_Given data:_
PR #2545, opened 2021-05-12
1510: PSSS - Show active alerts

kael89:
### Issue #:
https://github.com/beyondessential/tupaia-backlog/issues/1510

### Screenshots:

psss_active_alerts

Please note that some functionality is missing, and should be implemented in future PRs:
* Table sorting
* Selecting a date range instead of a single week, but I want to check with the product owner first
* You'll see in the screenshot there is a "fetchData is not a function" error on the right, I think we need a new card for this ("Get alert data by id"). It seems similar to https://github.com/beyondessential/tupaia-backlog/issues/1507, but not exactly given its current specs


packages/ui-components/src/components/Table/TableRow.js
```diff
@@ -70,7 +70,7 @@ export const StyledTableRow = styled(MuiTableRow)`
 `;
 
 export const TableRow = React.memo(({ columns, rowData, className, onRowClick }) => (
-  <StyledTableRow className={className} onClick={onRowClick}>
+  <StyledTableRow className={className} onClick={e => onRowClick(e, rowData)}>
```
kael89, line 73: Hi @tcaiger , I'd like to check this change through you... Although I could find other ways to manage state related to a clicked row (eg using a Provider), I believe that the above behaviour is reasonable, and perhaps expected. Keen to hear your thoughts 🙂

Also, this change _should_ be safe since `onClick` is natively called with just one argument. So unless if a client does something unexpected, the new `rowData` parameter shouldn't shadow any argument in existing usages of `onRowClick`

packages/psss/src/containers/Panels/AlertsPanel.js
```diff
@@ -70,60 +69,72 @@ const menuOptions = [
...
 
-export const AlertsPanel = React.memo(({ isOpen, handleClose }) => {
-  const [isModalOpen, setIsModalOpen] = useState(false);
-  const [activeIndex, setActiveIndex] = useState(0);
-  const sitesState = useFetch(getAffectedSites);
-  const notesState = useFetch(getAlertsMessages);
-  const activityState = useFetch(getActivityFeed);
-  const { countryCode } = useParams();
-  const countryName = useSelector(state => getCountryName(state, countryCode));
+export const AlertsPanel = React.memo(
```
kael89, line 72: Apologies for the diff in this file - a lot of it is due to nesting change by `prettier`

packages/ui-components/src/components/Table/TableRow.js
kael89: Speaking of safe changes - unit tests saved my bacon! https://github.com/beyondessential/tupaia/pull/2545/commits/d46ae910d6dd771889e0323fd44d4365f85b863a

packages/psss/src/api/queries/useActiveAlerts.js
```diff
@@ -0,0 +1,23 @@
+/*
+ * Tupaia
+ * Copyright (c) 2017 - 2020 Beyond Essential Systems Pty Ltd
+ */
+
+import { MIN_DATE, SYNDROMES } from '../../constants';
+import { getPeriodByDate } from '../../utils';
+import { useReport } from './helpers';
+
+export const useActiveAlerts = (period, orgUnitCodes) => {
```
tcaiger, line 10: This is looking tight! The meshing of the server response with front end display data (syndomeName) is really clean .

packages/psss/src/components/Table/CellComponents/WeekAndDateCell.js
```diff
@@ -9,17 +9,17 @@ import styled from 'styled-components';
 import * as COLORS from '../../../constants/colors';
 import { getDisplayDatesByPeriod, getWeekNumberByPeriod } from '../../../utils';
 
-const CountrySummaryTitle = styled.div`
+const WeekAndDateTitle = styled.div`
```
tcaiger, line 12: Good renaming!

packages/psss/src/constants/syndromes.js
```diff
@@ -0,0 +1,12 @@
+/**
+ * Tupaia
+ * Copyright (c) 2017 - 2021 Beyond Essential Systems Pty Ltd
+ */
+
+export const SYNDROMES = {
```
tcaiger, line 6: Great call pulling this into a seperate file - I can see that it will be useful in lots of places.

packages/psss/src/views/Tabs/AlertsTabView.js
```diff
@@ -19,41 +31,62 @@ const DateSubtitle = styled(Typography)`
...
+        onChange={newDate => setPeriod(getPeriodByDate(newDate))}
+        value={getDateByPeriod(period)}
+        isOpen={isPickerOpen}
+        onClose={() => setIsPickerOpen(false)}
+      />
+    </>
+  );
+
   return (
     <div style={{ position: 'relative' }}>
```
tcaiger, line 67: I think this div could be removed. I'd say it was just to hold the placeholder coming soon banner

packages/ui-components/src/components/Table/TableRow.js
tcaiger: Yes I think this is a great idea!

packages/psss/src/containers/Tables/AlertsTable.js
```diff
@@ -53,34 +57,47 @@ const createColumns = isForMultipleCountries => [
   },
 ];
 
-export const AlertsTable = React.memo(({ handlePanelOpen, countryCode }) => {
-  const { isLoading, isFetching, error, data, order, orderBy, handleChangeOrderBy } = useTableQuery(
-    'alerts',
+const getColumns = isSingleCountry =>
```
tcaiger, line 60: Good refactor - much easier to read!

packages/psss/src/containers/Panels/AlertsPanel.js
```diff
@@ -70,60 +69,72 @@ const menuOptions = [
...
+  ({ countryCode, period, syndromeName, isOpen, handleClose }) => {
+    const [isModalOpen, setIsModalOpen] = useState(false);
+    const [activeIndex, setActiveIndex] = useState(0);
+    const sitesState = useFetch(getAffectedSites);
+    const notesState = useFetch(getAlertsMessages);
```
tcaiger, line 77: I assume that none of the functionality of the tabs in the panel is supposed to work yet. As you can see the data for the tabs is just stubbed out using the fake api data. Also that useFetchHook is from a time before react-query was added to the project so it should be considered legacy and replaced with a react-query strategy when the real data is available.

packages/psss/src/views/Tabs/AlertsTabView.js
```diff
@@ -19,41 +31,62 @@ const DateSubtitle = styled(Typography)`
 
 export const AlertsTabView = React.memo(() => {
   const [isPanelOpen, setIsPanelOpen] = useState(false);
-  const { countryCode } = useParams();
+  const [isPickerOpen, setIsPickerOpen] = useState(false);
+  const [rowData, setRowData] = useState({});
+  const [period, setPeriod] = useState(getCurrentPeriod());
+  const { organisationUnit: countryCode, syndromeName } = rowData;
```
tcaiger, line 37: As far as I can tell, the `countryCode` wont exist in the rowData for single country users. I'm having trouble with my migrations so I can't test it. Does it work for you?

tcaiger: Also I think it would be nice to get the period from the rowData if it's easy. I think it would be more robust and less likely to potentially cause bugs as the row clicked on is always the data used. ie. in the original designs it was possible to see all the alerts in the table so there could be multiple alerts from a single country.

_To do:_ Only lines holding the word "getPeriodByDate" are wanted, so copy each of them from the records above.

_Worked solution:_
+import { getPeriodByDate } from '../../utils';
+        onChange={newDate => setPeriod(getPeriodByDate(newDate))}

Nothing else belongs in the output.